Hosted by Jane Place and the New Orleans Renters Union, the workshop is designed to empower renters and offer legal advice, walking through the “small things here and there that can really save people and keep people in their homes,” says Y. Frank Southall, lead organizer and community engagement coordinator with Jane Place. “It’s an organized opportunity to know what’s going on in state law, what’s going on in legislature. Education is great, but if people aren’t organizing it’s difficult [to create change].”
The workshop begins at 11 a.m. at the New Orleans Main Library. Housing lawyer Hannah Adams will lead the clinic, which starts with a security deposit training, followed by a “know your rights” overview at noon.

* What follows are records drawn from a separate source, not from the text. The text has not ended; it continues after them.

PR #472, opened 2016-01-05
feat(type): Partial support of type intersection.

### LINKED ISSUE #425: Problem with type intersections
When migrating our project to Java 8 we came across issues with Spoon's Java 8 support. `IntersectionCastTypeBinding` and `PolyTypeBinding` were not being used by `JDTTreeBuilder` and `createExecutableReferenceExpression` was causing problems with a specific method reference (see: https://github.com/SpongePowered/SpongeAPI/commit/55abbe5f7804570e22fcf0eaf40985fa1d49849c). I hacked around the problems in a fork here: https://github.com/SpongePowered/spoon/commit/0443dbeb5eaf582dd63a80acbe65a8b91c1ccf74. You can find some more details in the comments, but I want to put the emphasis on:

> One big issue is the new TypeIntersection which is a subtype of Type. Since it represents multiple types, most CtTypeReference methods, which expect a single type, can't properly be implemented by CtTypeIntersectionReference.

We also had to fix the source code generator. It isn't related to Java 8, but you can find the commit here: https://github.com/SpongePowered/spoon/commit/ae40d42b1ef451b878282dc70c0e68fd4ab052fb

GerardPaligot:
Fixes test case MainTest#testTest in IDE.

Closes #425

### DIFF
--- a/src/main/java/spoon/support/compiler/jdt/JDTTreeBuilder.java
+++ b/src/main/java/spoon/support/compiler/jdt/JDTTreeBuilder.java
@@ -121,6 +121,7 @@ import org.eclipse.jdt.internal.compiler.lookup.ClassScope;
 import org.eclipse.jdt.internal.compiler.lookup.CompilationUnitScope;
 import org.eclipse.jdt.internal.compiler.lookup.ElementValuePair;
 import org.eclipse.jdt.internal.compiler.lookup.FieldBinding;
+import org.eclipse.jdt.internal.compiler.lookup.IntersectionTypeBinding18;
 import org.eclipse.jdt.internal.compiler.lookup.LocalTypeBinding;
 import org.eclipse.jdt.internal.compiler.lookup.LocalVariableBinding;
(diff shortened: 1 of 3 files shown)


monperrus:
could you add a test case as well?

GerardPaligot:
@monperrus PR ok here for me.

monperrus:
Any idea why getTypeCasts() returns a list?

GerardPaligot:
Because `(String) ((Object) var))` is valid.

monperrus:
interesting. I would have encoded this as different elements, each one
with a single cast.

Could you add a test case to check that getTypeCasts() indeed returns
two elements for |"(String) ((Object) var))"|? What is the convention
for the order?

GerardPaligot:
For now, I'm on a different issue. If you want it, I'll write the test case when I'll develop the complete support of intersection types but [yes, I'm sure](https://github.com/INRIA/spoon/blob/master/src/main/java/spoon/reflect/visitor/DefaultJavaPrettyPrinter.java#L256).

PR #477, opened 2016-01-08
fix(noclasspath): Gets package of types in the class declaration.

### LINKED ISSUE #465: Problem with qualified names of CtTypeReference when using setNoClasspath(true)
When settings setNoClasspath(true) on the environment, unresolved type references don't have the correct qualified name. `getQualifiedName()` returns the simple name (without the package prefix) instead.

I discovered that behaviour with this processor:

```Java

class TypeReferenceProcessor extends AbstractProcessor<CtType<?>> {

    @Override
    public void process(CtType<?> spType) {
        for (CtTypeReference<?> spRef : spType.getReferencedTypes()) {
            System.out.println(spRef.getQualifiedName());
        }
    }
}

```

GerardPaligot:
Closes #465

### DIFF
--- a/src/main/java/spoon/support/compiler/jdt/JDTTreeBuilder.java
+++ b/src/main/java/spoon/support/compiler/jdt/JDTTreeBuilder.java
@@ -732,6 +732,10 @@ public class JDTTreeBuilder extends ASTVisitor {
 					ref = factory.Core().createTypeReference();
 				}
 				ref.setSimpleName(new String(binding.readableName()));
+				final CtReference declaring = references.getDeclaringReferenceFromImports(binding.sourceName());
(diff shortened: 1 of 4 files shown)


pom.xml
```diff
@@ -159,7 +159,7 @@
   </scm>
 
   <properties>
-    <java.src.version>1.6</java.src.version>
+    <java.src.version>1.8</java.src.version>
```
pschichtel: don't forget to revert this :)

GerardPaligot: Don't worry, Travis tell us this kind of error. :)

GerardPaligot:
@monperrus PR okay here for me.

PR #496, opened 2016-01-19
fix(anonymous): getDeclaration throws a NPE in anonymous class.

### LINKED ISSUE #494: NPE in getDeclaration type with anonymous classes
A NPE is threw in the getDeclaration() method when the variable is in an Anonymous class which is in an Anonymous class.
I creates a quick fix in this branch: https://github.com/tdurieux/spoon/tree/fix-get-type, fills free to clean it.

GerardPaligot:
Closes #494


GerardPaligot:
@monperrus PR ok.

PR #498, opened 2016-01-20
WIP fix(targeted): A class can be declared in a lambda expression.

GerardPaligot:


src/main/java/spoon/reflect/factory/TypeFactory.java
```diff
@@ -216,14 +214,7 @@ public boolean matches(CtNewClass element) {
...
 		if (pack == null) {
-			// The fully qualified name doesn't contain always the package. i.e. a class
-			// declared in a method. In this case, try to get the class from its name
-			// in the AST contained in the factory.
-			final List<CtType<T>> elements = Query.getElements(factory, new NameFilter<CtType<T>>(qualifiedName));
-			if (elements.size() == 0) {
-				return null;
-			}
-			return elements.get(0);
+			return null;
```
GerardPaligot: @monperrus This modification seems useful for some users (phd students at Rennes).

monperrus: ??

GerardPaligot: The goal of this PR is the suppression of this query to come back at the previous code

But you don't like the implementation. We should talk about it because I don't find another solution.

GerardPaligot:
Change the status of the PR to WP. Don't merge it.

PR #515, opened 2016-02-01
Added Metadata slots. Fixes #422.

### LINKED ISSUE #422: Feature Request: Extra Data Field
### Use case scenario:

I am performing static analysis of the AST. I want to save information related to each node, and then I want to perform operations on the AST, while maintaining the extra information of each node. (I am doing this for automatic parallelization, cost-model analysis and so on).

### How am I doing this and what the issue is:

Right now I am using an HashMap from each ASTNode to an Object I created. However, whenever I perform modifications on the AST, the replacement methods in Spoon change the AST nodes (specially parents of the node I am replacing), leading to new nodes that I have no information of in my hashmap. This was very troublesome to fix, and I believe I still have bugs on my code because of issues like this.

## How I propose to fix this:

Adding an Object field to CtElement. A Generic type would be useful, but would add a lot of extra code to everyone else's code. Being an Object, one could easily (and unsafely) cast it to our own data type.

I know it is possible to create another factory for my own Nodes. The problem is that I don't want to create 30-something classes just for adding a field. This and they won't be compatible with all the code that uses the existing factory or factory elements.

alcides:
Uses an Internal HashMap inside CtElement to store objects as metadata slots.

### DIFF
--- a/src/main/java/spoon/reflect/declaration/CtElement.java
+++ b/src/main/java/spoon/reflect/declaration/CtElement.java
@@ -233,4 +233,19 @@ public interface CtElement extends FactoryAccessor, CtVisitable {
 	 * Deletes the element. For instance, delete a statement from its containing block. Warning: it may result in an incorrect AST, use at your own risk.
 	 */
 	void delete();
+
+	/*
+	 * Saves metadata inside an Element.
+	 */
+	<E extends CtElement> E putMetadata(String key, Object val);
+
+	/*
+	 * Retrieves metadata stored in an element. Returns null if it does not exist.
+	 */
+	Object getMetadata(String key);
+
+	/*
+	 * Returns the metadata keys stored in an element.
+	 */
+	Set<String> getMetadataKeys();
 }
--- a/src/main/java/spoon/support/reflect/declaration/CtElementImpl.java
+++ b/src/main/java/spoon/support/reflect/declaration/CtElementImpl.java
@@ -44,7 +44,9 @@ import java.lang.reflect.Field;
 import java.util.ArrayList;
 import java.util.Collection;
 import java.util.Collections;
+import java.util.HashMap;
 import java.util.List;
+import java.util.Map;
 import java.util.Set;
 
 import static spoon.reflect.ModelElementContainerDefaultCapacities.ANNOTATIONS_CONTAINER_DEFAULT_CAPACITY;
@@ -149,6 +151,8 @@ public abstract class CtElementImpl implements CtElement, Serializable, Comparab
 	String docComment;
 
 	SourcePosition position;
+
+	Map<String, Object> metadata = new HashMap<String, Object>();
 
 	public CtElementImpl() {
 		super();
@@ -441,5 +445,21 @@ public abstract class CtElementImpl implements CtElement, Serializable, Comparab
 
 	private boolean compare(Object o1, Object o2) {
 		return o1 == o2;
+	}
+
+	@Override
+	public <E extends CtElement> E putMetadata(String key, Object val) {
+		metadata.put(key, val);
+		return (E) this;
+	}
+
+	@Override
+	public Object getMetadata(String key) {
+		return metadata.get(key);
+	}
+
+	@Override
+	public Set<String> getMetadataKeys() {
+		return metadata.keySet();
 	}
 }
--- a/src/test/java/spoon/test/ctElement/MetadataTest.java
+++ b/src/test/java/spoon/test/ctElement/MetadataTest.java
@@ -1,0 +1,38 @@
+package spoon.test.ctElement;
+
+import static org.junit.Assert.assertNotNull;
+import static org.junit.Assert.assertNull;
+import static org.junit.Assert.assertEquals;
+
+import org.junit.Test;
+
+import spoon.reflect.code.CtReturn;
+import spoon.reflect.declaration.CtClass;
+import spoon.reflect.declaration.CtMethod;
+import spoon.reflect.factory.Factory;
+import spoon.test.TestUtils;
+import spoon.test.ctElement.testclasses.Returner;
+
+public class MetadataTest {
+
+
+	@Test
+	public void testMetadata() throws Exception {
+
+		final Factory factory = TestUtils.build(Returner.class);
+		final CtClass<Returner> returnerClass = factory.Class().get(Returner.class);
+		final CtMethod<?> staticMethod = returnerClass.getMethodsByName("get").get(0);
+		final CtReturn<Integer> ret = staticMethod.getBody().getLastStatement();
+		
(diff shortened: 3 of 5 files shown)


src/main/java/spoon/support/reflect/declaration/CtElementImpl.java
```diff
@@ -420,17 +425,17 @@ protected void replace(CtElement element) {
...
 				} else if (compare(tmp, toReplace)) {
-					f.set(parent, getReplacement(replacement, parent));
+					f.set(parent, getReplacement(toReplace, replacement, parent));
 				}
 			}
 		}
 	}
 
-	private <T extends FactoryAccessor> T getReplacement(T replacement, Object parent) {
+	private <T extends FactoryAccessor> T getReplacement(Object toReplace, T replacement, Object parent) {
```
GerardPaligot: This new parameter is unused.

src/test/java/spoon/test/ctElement/MetadataTest.java
```diff
@@ -0,0 +1,35 @@
...
+import spoon.reflect.declaration.CtMethod;
+import spoon.reflect.factory.Factory;
+import spoon.test.TestUtils;
+import spoon.test.ctElement.testclasses.Returner;
+
+public class MetadataTest {
+
+
+	@Test
+	public void testMetadata() throws Exception {
```
GerardPaligot: you should add an assert or a test case about the replace.

alcides:
I have undone the modifications of replace. After a second thought, it may be the wrong semantic. The replacement should come with its own metadata, instead of inheriting the metadata from the existing element, despite this being useful for my project.

So the replace test makes no sense now.

tdurieux:
I think inheriting the metadata from the existing element can be really useful but not for everyone.
I good solution is to parameterize this behavior.
What do you thing?

alcides:
I've thought about it. But I already have a wrapper around replace where I
copy the Metadata, but it might be useful to be parametrized, sure.

GerardPaligot:
Hi @alcides,

I don't know if your test case pass or not but first, you should correct checkstyle errors:

```console
[INFO] Starting audit...
/home/travis/build/INRIA/spoon/src/main/java/spoon/reflect/declaration/CtElement.java:231: error: Line has trailing spaces.
/home/travis/build/INRIA/spoon/src/main/java/spoon/reflect/declaration/CtElement.java:236: error: Line has trailing spaces.
/home/travis/build/INRIA/spoon/src/main/java/spoon/reflect/declaration/CtElement.java:241: error: Line has trailing spaces.
/home/travis/build/INRIA/spoon/src/main/java/spoon/support/reflect/declaration/CtElementImpl.java:155: error: Line has trailing spaces.
/home/travis/build/INRIA/spoon/src/main/java/spoon/support/reflect/declaration/CtElementImpl.java:449: error: Line has trailing spaces.
/home/travis/build/INRIA/spoon/src/main/java/spoon/support/reflect/declaration/CtElementImpl.java:454: error: Line has trailing spaces.
/home/travis/build/INRIA/spoon/src/main/java/spoon/support/reflect/declaration/CtElementImpl.java:459: error: Line has trailing spaces.
Audit done.
```

alcides:
Should be fixed now. The verify maven commands yields some errors related to missing headers, which I have not touched.

alcides:
Regarding the replace behavior, I believe allowing to attach custom hooks to replace would be a more general way of doing this. One may use the hook to copy metadata from replaced to replacement, but also for out-of-band updates on other databases (just like I am doing right now).

src/test/java/spoon/test/intercession/IntercessionTest.java
```diff
@@ -166,6 +163,8 @@ public boolean matches(CtMethod<?> element) {
 				});
 
 		for (CtMethod<?> setter : setters) {
+			if (setter.getSimpleName().toLowerCase().contains("metadata")) continue;
```
monperrus: why skip this?

use equals instead of contains?

alcides: I will change it to equals to setMetadata.

This test was failing because setMetadata return type is not parametrized. Which does not make much sense. I guess it is some test you might have written to have guarantees of a well-typed model api. But setMetadata is not a method from the AST API (as in setBody or setTarget).

GerardPaligot: @alcides Have you time for this or do you want a PR on your branch?

alcides: On Wed, Feb 10, 2016 at 10:06 AM, Gérard Paligot <notifications@github.com>
wrote:

> > +			if (setter.getSimpleName().toLowerCase().contains("metadata")) continue;
>
>
I'll accept the PR, but I don't understand why the test fails if I remove
that guard.

GerardPaligot: PR here: https://github.com/alcides/spoon/pull/1

GerardPaligot:
@alcides For information, you should squash your commits and rebase from upstream/master. Otherwise, Travis will fail.

GerardPaligot:
@monperrus PR ok here.
@alcides Thanks for the rebase.

src/test/java/spoon/test/ctElement/MetadataTest.java
```diff
@@ -0,0 +1,35 @@
...
+		final CtMethod<?> staticMethod = returnerClass.getMethodsByName("get").get(0);
+		final CtReturn<Integer> ret = staticMethod.getBody().getLastStatement();
+		
+		final CtMethod<?> staticMethod2 = returnerClass.getMethodsByName("get2").get(0);
+		final CtReturn<Integer> ret2 = staticMethod2.getBody().getLastStatement();
+		
+		ret.setMetadata("foo", "bar");
+		ret.setMetadata("fiz", 1);
+		
+		assertNotNull(ret.getMetadata("fiz"));
```
monperrus: can you add two assertEquals on getMetadata("foo") on getMetadata("fiz")

src/main/java/spoon/reflect/declaration/CtElement.java
```diff
@@ -233,4 +233,19 @@
 	 * Deletes the element. For instance, delete a statement from its containing block. Warning: it may result in an incorrect AST, use at your own risk.
 	 */
 	void delete();
+
+	/*
+	 * Saves metadata inside an Element.
+	 */
+	<E extends CtElement> E setMetadata(String key, Object val);
```
monperrus: rename as putMetadata

monperrus:
thanks for keeping this advancing. we still have todos before merging.

alcides:
Fixed the two comments @monperrus pointed out.

GerardPaligot:
@alcides Last PR on your fork for this PR: https://github.com/alcides/spoon/pull/2. After your merge, we merge this one.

Lunch is provided and children are welcome.
Workshop topics include how renters who pay in cash can keep a record of their payments, how to document the state of an apartment and communicate with a landlord to ensure the return of a security deposit, what tenant protections exist on a state level, and how organizers are pushing for more progressive legislation in Baton Rouge and at New Orleans City Hall.
The Renters Union, one of the event’s co-sponsors, comprises renters, people experiencing homelessness, low-income homeowners, and others organizing for a renters bill of rights and legal protections against landlord retaliation and harassment, among other issues.
Workshop organizers hope to show “what needs to be done to effectively be representing this city in Baton Rouge,” Southall says. “People underestimate the power this city has.”